There are other significant indications of nonfinality as well. One is the June 3rd letter's reference to the fact that the terms would have to be submitted to the Board for "final approval." See Jack Baker, 664 A.2d at 1237, 1241 (describing requirement that Philippine embassy construction contract "will be subject to the approval of the Philippine Department of Foreign Affairs" as "striking" indication of nonfinality). A second is that this was the sort of complex, expensive, multi-stage  transaction in which a subsequent formal contract would ordinarily be expected. See id. at 1240-41; see also R.G. Group, Inc. v. Horn & Hardart Co., 751 F.2d 69, 77 (2d Cir. 1984).

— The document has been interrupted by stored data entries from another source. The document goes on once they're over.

PR #135, opened 2019-01-21
WIP: Return zero if testnet coin

Luuk2016:
Testnet coins will now return 0 instead of their normal mainnet value.


src/countervalues/index.js
```diff
@@ -127,6 +127,7 @@ function createCounterValues<State>({
 
   const getRate = (store, pair, date) => {
     if (pair.from.ticker === pair.to.ticker) return 1;
+    if (pair.from.ticker === pair.to.isTestnetFor) return 0;
```
meriadec: not what we want here. it should be:

```js
if ("isTestnetFor" in pair.from) return 0;
```

did you ensure that it work well (using `yarn link` to use it directly in live-desktop)?
also, can you rebase you PR to only have 1 single commit? thanks!

gre: or maybe even `if ("isTestnetFor" in pair.from || "isTestnetFor" in pair.to) return 0;` 🤔  

yet there is one thing i'm not so sure about the present solution, in the code here, a rate of 0 is somehow invalid and it will make the calculate / reverse function to return undefined, as in "not available". it will likely make the price not available on live-desktop including not having a total portfolio graph at all.

maybe instead, you can try to explicitly returns `0` if `rate===0` in https://github.com/LedgerHQ/ledger-live-common/blob/204ab5b3c5ce807dd175627301a77dae322b39dc/src/countervalues/index.js#L163-L175 (the undefined value is used as "not available", it might be ok to assume a value of `0` can represent "not have any countervalue")

Luuk2016: Just run `yarn link` in the ledger-live-common folder.
Then run `yarn link "@ledgerhq/live-common"`, `yarn` and `yarn start`, but for some strange reason i am getting these errors: 
afbeelding
These errors even happen when i checkout master ¯\_(ツ)_/¯

gre: ok I suspect the live-desktop have a too old version of live-common that don't yet have the @ledgerhq/errors , and we don't even have released a version yet. in meantime you can do `yarn add $FULL_PATH_TO_LEDGER_COMMON_FOLDER` , it will do like a npm install but it will copy the file so you need to run it each time (it's not like a link)

personally i'm having so many trouble with link so I never remember if it works with our stack

Luuk2016: Yep that worked, whats the easiest way to add a Bitcoin Testnet account with some assets to my Ledger Live? I dont have my Nano S with me now atm.

gre: @Luuk2016 
- in settings general, check on developer mode
- with your keyboard, type in uppercase "DEVTOOLS"
- click on the new devtools section that appeared😆, and select Bitcoin Testnet, enter a xpub

**(only to use for dev)**

meriadec: Lol that's right I forgot I dev that

Luuk2016: Well.... i tried testing the fix but without any progress.
For some reason it doesn't let me see the changes i did to the ledger-live-common library 😞

juan-cortes: Welcome to the world of testing a local forked library with yarn :trollface:

gre: Have you run yarn build before on the live-common? Yeah it's annoying

gre:
this PR is outdated. we can use it as reference for later. AFAIK this was not considered a problem because testing testnet is about testing the Ledger Live app too and it allows to test the portfolio logic. Maybe this idea could be rediscussed but I don't see it being a big problem (testnet is for dev anyway)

Finally, BAEF's letter made clear that there were a number of key contingencies that would have to be satisfied before the agreement could be concluded. First among these was the transmission of "certified documentation of the sign off of all [Batsov] heirs."  Indeed, in accepting "the terms of the Fund's" offer on June 3rd, Novecon acknowledged its understanding that agreement was "contingent upon a resolution of any and all outstanding uncertainties regarding ownership of [the building] sites," and "accepted the responsibility to resolve the uncertainties to the Fund's satisfaction by the 15 June 1993 deadline."  Yet, as Novecon notes in its brief, those uncertainties were never resolved.

In sum, we agree with the district court that no reasonable trier of fact could conclude that the exchange of communications between Novecon and BAEF constituted an agreement by both parties to be bound by their terms. Rather,  the letters were "merely a part of the preliminary negotiations looking toward the execution of a contract in writing and by [their] own terms negated the idea that [they] were intended as an offer which thereafter could be accepted ... without the necessity of a formal written document covering all the terms." Simplicio v. National Scientific Personnel Bureau, Inc., 180 A.2d 500, 502 (D.C. 1962).


FOOTNOTES
 

1 Novecon formed the joint venture, known as Southern Park Development, with Mirpex Co., a Bulgarian limited liability company. Southern Park Development has assigned its rights in this litigation to Novecon, and we refer to the joint venture as "Novecon" for ease of reference.

4 The remaining communication, the June 1st fax from Novecon to BAEF, proposed a revision of the fee schedule originally contained in the Fund's May 20th letter.



QUESTIONS:

1.  Who is the plaintiff?

2.  What court is hearing the case?

3.  What's the basis for subject matter jurisdiction in this case?

4.  Why is this case being heard in Washington, D.C.?

5.  What are the key documents alleged to be a contract?

6.  What are the legal requirements to form a contract?

7.  Who wins?

8.  Why?  Hint:  make a time line of events in the negotiations.